Provided information:

PR #197, opened 2024-11-12
Cap and generate .ac file for modAA 

seb124:
This PR modifies the amber interface to generate an .ac file for a modified amino acid using antechamber. It first caps the N terminal with H and the C terminal with OH. Tests were also created for these functions.


shaoqx (changes requested):
Good job! Glad that we are going to have the support for ModAA! The capping function seems not working at the moment. Please address the above comments

test/structure/structure_region/test_capping.py
```diff
@@ -234,3 +234,19 @@ def test_capping_with_residue_terminals(helpers):
...
+
+    cterm_cap = "OH"
+    nterm_cap = "H"
+
+    try:                
+        capping.capping_with_residue_terminals(test_region, nterm_cap=nterm_cap, cterm_cap=cterm_cap)
+    except Exception as exc:
+        assert False, f"capping_with_residue_terminals() failed with {nterm_cap=} {cterm_cap=}"
+
+
```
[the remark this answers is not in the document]
shaoqx: Also add a test for the NHCH3 cap to see if it works.

enzy_htp/_interface/amber_interface.py
```diff
@@ -2519,12 +2524,18 @@ def antechamber_ncaa_to_moldesc(self,
...
+                out_path = f"{eh_config['system.NCAA_LIB_PATH']}/{ncaa.name}_{charge_method}-{gaff_type}.mol2"
 
         # 1. make ligand PDB
         temp_dir = eh_config["system.SCRATCH_DIR"]
         fs.safe_mkdir(temp_dir)
         temp_pdb_path = fs.get_valid_temp_name(f"{temp_dir}/{ncaa.name}.pdb")
+        if ncaa.is_modified():
+            # capping - cap C with OH and N with H
+            ncaa = create_region_from_selection_pattern(stru=ncaa, pattern="all", nterm_cap="H", cterm_cap="OH")
         pdb_io.PDBParser().save_structure(temp_pdb_path, ncaa)
```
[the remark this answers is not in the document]
seb124: Would the `convert_to_structure()` function be better placed in the `strucure.py` file? I see this `convert_res_to_structure` function at the end of the `strucure.py` file; I could add it underneath here
image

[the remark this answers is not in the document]
seb124: image
Looks like this already exists as the `topology` property in `structure_region.py`

shaoqx (changes requested):
Good job! Many problems resolved!
Please address the remains ones in the comment.

test/structure/structure_region/test_residue_caps.py
```diff
@@ -38,3 +39,87 @@ def test_residue_cap_deepcopy():
...
+    test_stru = sp.get_structure(f"{DATA_DIR}3FCR_modified.pdb")
+    protonate_stru(test_stru)
+    sele = stru_sele.select_stru(
+        test_stru, "resi 288")
+    test_region = stru_regi.StructureRegion(atoms=sele.atoms)
+    capping.capping_with_residue_terminals(test_region, nterm_cap='COCH3', cterm_cap='NHCH3')
+    # test
+    atoms = test_region.atoms
+    test_file = f"{WORK_DIR}test_capping_2.xyz"
+    answer_file = f"{DATA_DIR}answer_capping_2.xyz"
```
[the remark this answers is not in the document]
shaoqx: @seb124 can probably fix it using similar ways we did for OH cap

enzy_htp/_interface/amber_interface.py
```diff
@@ -2517,14 +2523,26 @@ def antechamber_ncaa_to_moldesc(self,
                           " ALWAYS check and explicit assign it using"
                           " Structure.assign_ncaa_chargespin()")
             raise ValueError
+
+        if ncaa.is_modified():
+            atom_type = "AMBER"
+            gaff_type = atom_type
```
shaoqx, line 2529: The gaff_type should not be changed. Our new parameter will still be a combination of the protein FF and GAFF for the modified side chain

enzy_htp/structure/structure_io/pdb_io.py
```diff
@@ -172,6 +172,18 @@ def get_file_str(cls, stru: Residue, if_renumber: bool = True, if_fix_atomname:
...
+    @dispatch
+    def get_file_str(cls, stru: ModifiedResidue, if_renumber: bool = True, if_fix_atomname: bool = True) -> str:  # pylint: disable=function-redefined
+        """
+        dispatch for supporting get pdb file str with Residue only
+        """
+        if if_renumber:
+            stru.parent.parent.renumber_atoms()
+        result_str = cls._write_pdb_residue(stru)
+        result_str += f"TER{os.linesep}END{os.linesep}"
+        return result_str
```
shaoqx, line 187: This seems not necessary since ModifiedResidue is a child class of Residue. Can you try if the test work w/o this function?

enzy_htp/structure/structure_io/xyz_io.py
```diff
@@ -0,0 +1,42 @@
+"""Generation/construction of Structure objects from PDB files and exporting it vice versa
+Definition of PDB file format (http://www.wwpdb.org/documentation/file-format-content/format33/v3.3.html)
+Also contains util function that requires knoweledge of PDB format
+
+Author: Qianzhen (QZ) Shao, <shaoqz@icloud.com>
```
shaoqx, line 5: lol change the file head and acknowledge yourself.

enzy_htp/structure/structure_io/xyz_io.py
```diff
@@ -0,0 +1,42 @@
...
+
+    @classmethod
+    def make_xyz_from_atoms(self, file_path: str, atoms: List[Atom]):
+        lines = [
+            str(len(atoms)),
+            "",]
+        for at in atoms:
+            lines.append(f"{at.element} {at.coord[0]} {at.coord[1]} {at.coord[2]}")
+        fs.write_lines(file_path, lines)
+        return file_path
```
shaoqx, line 42: Please convert this to get_file_str.

You can use stru.atoms and do similar thing.

enzy_htp/structure/structure_region/residue_caps.py
```diff
@@ -531,6 +531,115 @@ def get_cterm_atoms(self) -> List[Atom]:
...
+        
+        link = np.array(self.link_atom.coord)
+        socket = np.array(self.socket_atom.coord)
+        
+        d0 = mh.direction_unit_vector(link, socket)
+
+        self.align_rigid_atoms(self.atoms, d0, link)
+
+    def net_charge(self) -> int:
+        return -1
```
shaoqx, line 628: The net charge should be 0

enzy_htp/structure/structure_region/structure_region.py
```diff
@@ -311,6 +318,65 @@ def topology(self) -> Structure:
...
+                else:
+                    aa.residue = aa.parent.link_atom.residue
+                if aa.residue not in res_to_cap_atoms:
+                    res_to_cap_atoms[aa.residue] = 0
+                res_to_cap_atoms[aa.residue] += 1
+
+            if aa.residue not in residue_mapper:
+                residue_mapper[aa.residue] = []
+            residue_mapper[aa.residue].append(aa)
+
```
shaoqx, line 344: Please use self.involved_residues and warp the mapper creation to a function called self.involved_residue_atom_mapper

shaoqx: Or another name if you have a better idea explaining its function.

enzy_htp/structure/structure_region/structure_region.py
```diff
@@ -311,6 +318,65 @@ def topology(self) -> Structure:
...
+        residues = []
+        for res, atoms in residue_mapper.items():
+            if res not in res_to_cap_atoms.keys():
+                res_to_cap_atoms[res] = 0
+            
+            if res.rtype == chem.ResidueType.MODIFIED:
```
shaoqx, line 350: Please use deepcopy() instead. And change the .atoms to the atoms in the mapper. This way all original attributes are kept.

shaoqx: If you made this by mimiking the way we construct in pdb_io, it is a great effort! However, we would like to treat this with fewer lines to make it more readable and extensible (i.e.: we may add new residue types)

enzy_htp/structure/structure_region/structure_region.py
```diff
@@ -311,6 +318,65 @@ def topology(self) -> Structure:
...
+                new_res = ModifiedResidue(int(res.idx), res.name, atoms, res.parent, net_charge=int(res.net_charge), multiplicity=int(res.multiplicity))
+                new_res.renumber_atoms(range(1, len(atoms) + res_to_cap_atoms[res] + 1))
```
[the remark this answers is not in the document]
shaoqx: What is the reason for using res_to_cap_atoms? I think len(atoms) already included the cap atoms right?

enzy_htp/structure/structure_region/structure_region.py
```diff
@@ -311,6 +318,65 @@ def topology(self) -> Structure:
...
+                residues.append(new_res)            
+            else:
+                new_res = Residue(int(res.idx), res.name, atoms, res.parent)
+                new_res.renumber_atoms(range(1, len(atoms) + res_to_cap_atoms[res] + 1))
+                residues.append(new_res)
+
+        chain_mapper: {Chain, List[Residue]} = {}
+        for res in residues:
+            if res.parent not in chain_mapper:
+                chain_mapper[res.parent] = []
```
shaoqx, line 370: You can use defaultdict(list) to simpify this part of the code. (i.e.: use it as in line 367 for chain_mapper)

enzy_htp/structure/residue.py
```diff
@@ -270,6 +275,14 @@ def n_side_residue(self)-> Union["Residue", None]:
...
         return result
+    
+    def find_idxes_atom_list(self, atom_idx_list: int) -> List[Atom]:
+        """find atom base on its idx. return a list reference of the atoms."""
+        result = []
+        atom_mapper = self.atom_idx_mapper
+        for idx in atom_idx_list:
+            result.append(atom_mapper[idx])
+        return result
     #endregion
```
shaoqx, line 286: Why do we need this?

shaoqx (changes requested):
Good job! Significant improvement have been made!
Please address the new comments!
Also a reminder about coding in an existing project: "always looks for existing functions before writing new lines"

enzy_htp/structure/residue.py
seb124: Not sure...must've added it while debugging/adding the convert_to_structure function

seb124: Oh okay, it is needed in the creation of a structure selection

enzy_htp/structure/structure_io/pdb_io.py
seb124: That's what I thought too, but without it, the test throws a plum.resolver.NotFoundLookupError

enzy_htp/structure/structure_io/xyz_io.py
seb124: Whoops haha

enzy_htp/structure/structure_region/structure_region.py
```diff
@@ -311,6 +318,65 @@ def topology(self) -> Structure:
...
+            chain_mapper[res.parent].append(res)
+        
+        chains = []
+        for chain, residues in chain_mapper.items():
+            chains.append(Chain(chain.name, residues))
+        
+        stru = Structure(chains)
+        stru.renumber_atoms()
+        return stru
```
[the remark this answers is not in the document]
seb124: Yeah, I updated it after I mentioned that to you, it should work for general StructureRegions at this point

enzy_htp/structure/structure_region/structure_region.py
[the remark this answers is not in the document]
seb124: You're completely right, after adding the new involved_residue_atom_mapper function I was able to remove this other Dict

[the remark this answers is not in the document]
seb124: However, it still seems I have to renumber them here due to an error in sorting when I attempt to simply renumber the structure at the end. This is because of the resiude cap atoms not being indexed yet

enzy_htp/structure/structure_io/pdb_io.py
shaoqx: What does the full content of the error look like? It might suggests a different problem.

enzy_htp/structure/structure_io/xyz_io.py
```diff
@@ -28,15 +30,19 @@ def get_structure(self, path: str) -> Union[Structure, tuple]:
         pass
 
     @classmethod
-    def get_file_str(self, stru: Structure) -> str:
-        pass
-
+    @dispatch
+    def get_file_str(self, stru: Structure) -> List[str]:
```
shaoqx, line 34: Please fix the type hinting of the return value

shaoqx: You can use Union[Structure, StructureRegion] to make one dispatched function works for both input types. Please give it a try.

test/structure/structure_region/test_capping.py
```diff
@@ -249,11 +249,8 @@ def test_capping_modaa(helpers):
...
     answer_file = f"{DATA_DIR}answer_capping_3.xyz"
-    atoms = test_region.atoms
-    file_path = f"{WORK_DIR}test_capping_3.xyz"
     
-    test_file = xyzp.make_xyz_from_atoms(file_path, atoms)
-    assert helpers.equiv_files(test_file, answer_file, consider_order=False)
+    result = xyzp.get_file_str(test_region)
 
-    fs.safe_rm(test_file)
+    assert fs.content_from_file(answer_file) == result
```
shaoqx, line 255: Can this test pass if you run it multiple times. Say 3 times.

enzy_htp/structure/structure_region/structure_region.py
```diff
@@ -325,50 +345,20 @@ def convert_to_structure(self, cap_as_residue = False) -> Structure:
...
-                residues.append(new_res)
+        residue_mapper = self.involved_residue_atom_mapper(cap_as_residue=cap_as_residue)
+
+        residues: List[Residue] = []
+        for res in self.involved_residues:
+            new_res = deepcopy(res)
+            new_res.atoms = residue_mapper[res]
+            new_res.chain = res.chain
+            new_res.renumber_atoms(range(1, len(new_res.atoms) + 1))
+            residues.append(new_res)
```
shaoqx, line 357: Instead of iterating the self.involved_residues, we would like to iterate the newly created residue_mapper.

shaoqx: Seems caps are left out in this case. I will explain it better in the comment for `involved_residue_atom_mapper`

enzy_htp/structure/residue.py
shaoqx: But in stru_selection.py, it is calling the one in structure.py right? Can you try removing this and see if there is any thing happen? Because based on a global search in the repo. This function is not called anywhere

enzy_htp/structure/structure_region/structure_region.py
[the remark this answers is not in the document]
shaoqx: Ahhh make sense

enzy_htp/structure/structure_region/structure_region.py
shaoqx: In renumber_atoms, you can use `num_atoms` method instead of len()

enzy_htp/structure/structure_region/structure_region.py
```diff
@@ -216,6 +216,26 @@ def atoms_by_residue(self) -> Dict[Residue, List[Atom]]:
         for atom in self.atoms:
             result[atom.parent].append(atom)
         return result
+    
+    def involved_residue_atom_mapper(self, cap_as_residue=False) -> Dict[Residue, List[Atom]]:
```
shaoqx, line 220: Good job! Only one thing about the intention of `cap_as_residue`:

- set to True: Every ResidueCap() itself will become a key of the dictionary. (because ResidueCap is also a decedent class of Residue). You might need to give them some missing properties of get_file_str needs them.
- set to False: Atom()s in caps are merged to the linked residues.

shaoqx:
BTW I helped fix the rot_vec_from_dihedral and the test. The only problem there is the axis direction vector is inverted. The direction is defined here https://en.wikipedia.org/wiki/Axis%E2%80%93angle_representation using the right hand convention.

enzy_htp/structure/residue.py
seb124: I get `AttributeError: 'ModifiedResidue' object has no attribute 'find_idxes_atom_list'`. I can change the type hinting on the function above this one, but it shouldn't be necessary considering ModifiedResidue is a child of Residue like you said

enzy_htp/structure/structure_region/structure_region.py
seb124: Sounds good, what should the parents of the ResidueCaps become?

test/structure/structure_region/test_capping.py
shaoqx: Cool! I was asking for the former case.

enzy_htp/structure/residue.py
shaoqx: Ahhh I see. I think the reason is that somewhere in your changes a ModifiedResidue (instead of Structure) is used as the input for the select_stru() function. 
In principle, we need to fix the wrong function call of select_stru() instead of here. Can you find out what test triggered such error?

enzy_htp/structure/structure_region/structure_region.py
shaoqx: It should be the same Chain() as it's linked residue.

enzy_htp/structure/residue.py
shaoqx: Ohhhh I see. It is this line 2545 in amber_interface.py, where we used ncaa as a Structure().
`ncaa_region = create_region_from_selection_pattern(stru=ncaa, pattern="all", nterm_cap="H", cterm_cap="OH")`

shaoqx: Since what we need is the ncaa under the Structure() context (for finding the socket atom for capping) not a new Structure() that only contain this ncaa, I suggest we add a new API for creating structure region from residues. I will add it tomorrow

test/structure/structure_region/test_residue_caps.py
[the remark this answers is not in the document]
shaoqx: converted to an issue #209

shaoqx (approved):
Amazing work! There are so many back and forth in this PR lol. Thank you! This will be a great aid to EnzyHTP.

Activity:
Output, exactly and in full, the lines from the start of the entries above through the line that contains "seb124: image".

Exercise output:
PR #197, opened 2024-11-12
Cap and generate .ac file for modAA 

seb124:
This PR modifies the amber interface to generate an .ac file for a modified amino acid using antechamber. It first caps the N terminal with H and the C terminal with OH. Tests were also created for these functions.


shaoqx (changes requested):
Good job! Glad that we are going to have the support for ModAA! The capping function seems not working at the moment. Please address the above comments

test/structure/structure_region/test_capping.py
```diff
@@ -234,3 +234,19 @@ def test_capping_with_residue_terminals(helpers):
...
+
+    cterm_cap = "OH"
+    nterm_cap = "H"
+
+    try:                
+        capping.capping_with_residue_terminals(test_region, nterm_cap=nterm_cap, cterm_cap=cterm_cap)
+    except Exception as exc:
+        assert False, f"capping_with_residue_terminals() failed with {nterm_cap=} {cterm_cap=}"
+
+
```
[the remark this answers is not in the document]
shaoqx: Also add a test for the NHCH3 cap to see if it works.

enzy_htp/_interface/amber_interface.py
```diff
@@ -2519,12 +2524,18 @@ def antechamber_ncaa_to_moldesc(self,
...
+                out_path = f"{eh_config['system.NCAA_LIB_PATH']}/{ncaa.name}_{charge_method}-{gaff_type}.mol2"
 
         # 1. make ligand PDB
         temp_dir = eh_config["system.SCRATCH_DIR"]
         fs.safe_mkdir(temp_dir)
         temp_pdb_path = fs.get_valid_temp_name(f"{temp_dir}/{ncaa.name}.pdb")
+        if ncaa.is_modified():
+            # capping - cap C with OH and N with H
+            ncaa = create_region_from_selection_pattern(stru=ncaa, pattern="all", nterm_cap="H", cterm_cap="OH")
         pdb_io.PDBParser().save_structure(temp_pdb_path, ncaa)
```
[the remark this answers is not in the document]
seb124: Would the `convert_to_structure()` function be better placed in the `strucure.py` file? I see this `convert_res_to_structure` function at the end of the `strucure.py` file; I could add it underneath here
image

[the remark this answers is not in the document]
seb124: image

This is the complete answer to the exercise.